Several limitations in the literature were identified. Few studies examine alcohol-specific parenting practices in the context of AUD, despite AUD being the most extensively studied drinking pattern in relation to general parenting. Conversely, alcohol-specific practices are more often examined in studies of non-dependent drinking, although this body of evidence remains limited in scope and methodological consistency. In addition, maternal AUD and gender-specific associations between parental drinking and parenting practices remain underrepresented, despite indications that associations may differ between mothers and fathers. Light to moderate drinking patterns, the most prevalent forms of alcohol consumption in the general population, also remain ambiguously defined and comparatively understudied, limiting understanding of their potential implications for parenting.

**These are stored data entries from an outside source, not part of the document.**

PR #2049, opened 2026-03-19
Add router_url support for elastic inference pool

JannikSt:
## Summary
- Adds `router_url` field to `ClientConfig` for routing inference requests through a vllm-router
- When set alongside elastic mode, inference requests go through the router for load-aware balancing while admin ops (weight updates, LoRA loading) still go directly to discovered pods
- Needed for multi-tenant hosted RL where multiple orchestrators share inference pods

---

> [!NOTE]
> **Medium Risk**
> Changes how elastic inference clients are constructed by optionally routing all inference traffic through a single `router_url`, which can affect availability/traffic flow if misconfigured. Admin operations still target individual pods, but the new branching logic could change behavior in multi-server readiness edge cases.
> 
> **Overview**
> Adds an optional `router_url` to `ClientConfig` to support sending *inference* requests through a vLLM router while keeping elastic DNS discovery for *admin* operations.
> 
> Updates `ElasticInferencePool` to accept/propagate `router_url` from config and, when configured and at least one backend is `ready`, exposes the router as the sole client URL instead of directly using discovered pod `/v1` endpoints.
> 
> <sup>Written by [Cursor Bugbot](https://cursor.com/dashboard?tab=bugbot) for commit 47833682a06e17edb1c554aafb60a51c1d629710. This will update automatically on new commits. Configure [here](https://cursor.com/dashboard?tab=bugbot).</sup>

### DIFF
--- a/src/prime_rl/configs/shared.py
+++ b/src/prime_rl/configs/shared.py
@@ -196,6 +196,13 @@ class ClientConfig(BaseConfig):
         ),
     ] = None
 
+    router_url: Annotated[
+        str | None,
+        Field(
+            description="URL of a vllm-router for load-aware inference routing. When set with elastic mode, inference requests go through the router while admin operations (weight updates, LoRA loading) still go directly to discovered pods.",
+        ),
+    ] = None
+
     @property
     def is_elastic(self) -> bool:
         """Check if elastic mode is enabled."""
--- a/src/prime_rl/utils/elastic.py
+++ b/src/prime_rl/utils/elastic.py
@@ -168,7 +168,9 @@ class ElasticInferencePool:
         # When a router URL is configured, route inference requests through it
         # instead of directly to discovered pods. Admin operations still use
         # individual pod IPs via admin_clients.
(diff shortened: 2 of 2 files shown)


hallerite (approved):

mikasenghaas (commented):
hm can we avoid prime-rl local and hosted rl diverging even more here? eg. would it make sense to deploy the router for local setups as well? maybe this would also remove the need for static vs. elastic inference pools as discovery could happen in the shared router component?

JannikSt:
> hm can we avoid prime-rl local and hosted rl diverging even more here? eg. would it make sense to deploy the router for local setups as well? maybe this would also remove the need for static vs. elastic inference pools as discovery could happen in the shared router component?

I only consider this as temporary fix for a bigger problem in hosted-rl. We still need elastic as a control plane. The router URL serves as data plane. 
Matej and Sami are working anyways on including the router in static environments.

samsja (approved):

PR #5357, opened 2023-01-23
feat: minimize on subsitution

JonathanStarup:
related to #5229.

Temporary universe hack to be solved in later PR

### DIFF
--- a/main/src/ca/uwaterloo/flix/language/phase/unification/Substitution.scala
+++ b/main/src/ca/uwaterloo/flix/language/phase/unification/Substitution.scala
@@ -57,46 +57,53 @@ case class Substitution(m: Map[Symbol.KindedTypeVarSym, Type]) {
     */
   def apply(tpe0: Type): Type = {
     // NB: The order of cases has been determined by code coverage analysis.
-    // insideCaseSet means that we are inside a case set formula and should not minimize yet
-    def visit(insideCaseSet: Boolean, t: Type): Type =
-      t match {
-        case x: Type.Var => m.getOrElse(x.sym, x)
-        case Type.Cst(tc, _) => t
-        case Type.Apply(t1, t2, loc) =>
-          // only trigger minimization once for each formula
-          val y =
-            if (!insideCaseSet && isCaseSet(t2)) minimizeSetType(visit(insideCaseSet = true, t2))
-            else visit(insideCaseSet, t2)
-          val z =
-            if (!insideCaseSet && isCaseSet(t1)) minimizeSetType(visit(insideCaseSet = true, t1))
-            else visit(insideCaseSet, t1)
-          z match {
-            // Simplify boolean equations.
-            case Type.Cst(TypeConstructor.Not, _) => Type.mkNot(y, loc)
-            case Type.Apply(Type.Cst(TypeConstructor.And, _), x, _) => Type.mkAnd(x, y, loc)
-            case Type.Apply(Type.Cst(TypeConstructor.Or, _), x, _) => Type.mkOr(x, y, loc)
-
-            // Simplify set expressions
-            case Type.Cst(TypeConstructor.Complement, _) => SetUnification.mkComplement(y)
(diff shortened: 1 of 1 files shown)


magnus-madsen:
I think this hack is pretty ugly. Can we wait until #5359 and then hopefully it will be better? 

Perhaps it would also help with some more helper functions.

magnus-madsen:
!!!jar

JonathanStarup:
> I think this hack is pretty ugly

The concrete universe hack or the whole PR?

> Can we wait until https://github.com/flix/flix/pull/5359 and then hopefully it will be better?

I don't think we can avoid it. The type for `open Not(open Not(open Cst(true)))` is double exponential. We either need to do this (apply exhaustive evaluation after substitution) or improve the smart constructors of types by a lot. The types are reasonable coming out of SVE initially, but applying the substitution blows the formulas up.

I think we need n-ary caseset operations and constants with sets on the type level at least, in order to have a chance to avoid these crazy types

magnus-madsen:
I mean if we could at least move most code out of the main apply function.

mlutze:
The other clean alternative we discussed was just calling minimization at the end of apply, regardless of kind, but we're not sure of the costs

main/src/ca/uwaterloo/flix/language/phase/unification/Substitution.scala
```diff
@@ -57,13 +57,20 @@ case class Substitution(m: Map[Symbol.KindedTypeVarSym, Type]) {
     */
   def apply(tpe0: Type): Type = {
     // NB: The order of cases has been determined by code coverage analysis.
-    def visit(t: Type): Type =
+    // insideCaseSet means that we are inside a case set formula and should not minimize yet
+    def visit(insideCaseSet: Boolean, t: Type): Type =
```
magnus-madsen, line 61: Can we move this visit function out of apply?

magnus-madsen: Why are we not using the kinds to dispatch?

main/src/ca/uwaterloo/flix/language/phase/unification/Substitution.scala
```diff
@@ -82,13 +89,40 @@ case class Substitution(m: Map[Symbol.KindedTypeVarSym, Type]) {
...
+      val univ = List(
+        new Symbol.RestrictableCaseSym(enumSym, "Cst", SourceLocation.Unknown),
+        new Symbol.RestrictableCaseSym(enumSym, "Var", SourceLocation.Unknown),
+        new Symbol.RestrictableCaseSym(enumSym, "Not", SourceLocation.Unknown),
+        new Symbol.RestrictableCaseSym(enumSym, "And", SourceLocation.Unknown),
+        new Symbol.RestrictableCaseSym(enumSym, "Or", SourceLocation.Unknown),
+        new Symbol.RestrictableCaseSym(enumSym, "Xor", SourceLocation.Unknown)
+      )
+      val (env, univ2) = SetFormula.mkEnv(List(tpe), univ)
+      val something = SetFormula.fromCaseType(tpe, env, univ2)
```
magnus-madsen, line 118: please do more cleanup.

JonathanStarup:
> Do we have any understanding of why this blow-up happens inside subst?

When substitution inlines the formulas, it seems almost no minimization happens, so it inlines exponential formulas inside exponential formulas

main/src/ca/uwaterloo/flix/language/phase/unification/Substitution.scala
JonathanStarup: The kind of the partially applied type `Apply(And, All)` does not have kind `CaseSet`. Although the `minimize` call would also not do anything since it also checks for `CaseSet` kind.

Would you prefer if I first do the normal visit, and then call a recursive minimizeCase function. This way the functions will be clearer I think

JonathanStarup: @magnus-madsen ?

magnus-madsen:
We close this and open a new?

JonathanStarup:
Subsumed by #5364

Parenting is a complex, multidimensional, and dynamic construct shaped by reciprocal psychological, biological, social, and cultural processes, as well as by broader contextual influences such as socioeconomic conditions and gender norms. Consequently, parental alcohol use should not be examined in isolation but rather situated within the wider ecological context in which parenting occurs. The predominance of studies conducted in Western countries further constrains the generalizability of current findings and highlights the need for more geographically and sociocultural diverse research.
Overall, this review underscores critical gaps in knowledge regarding how different patterns of parental alcohol use relate to parenting practices, particularly in everyday, non-clinical contexts. Addressing these gaps through robust longitudinal designs and more diverse samples is essential for clarifying pathways of influence and informing prevention efforts and parenting interventions. Improved understanding of modifiable risk and protective factors may ultimately support more effective alcohol-related and parenting-focused public health strategies.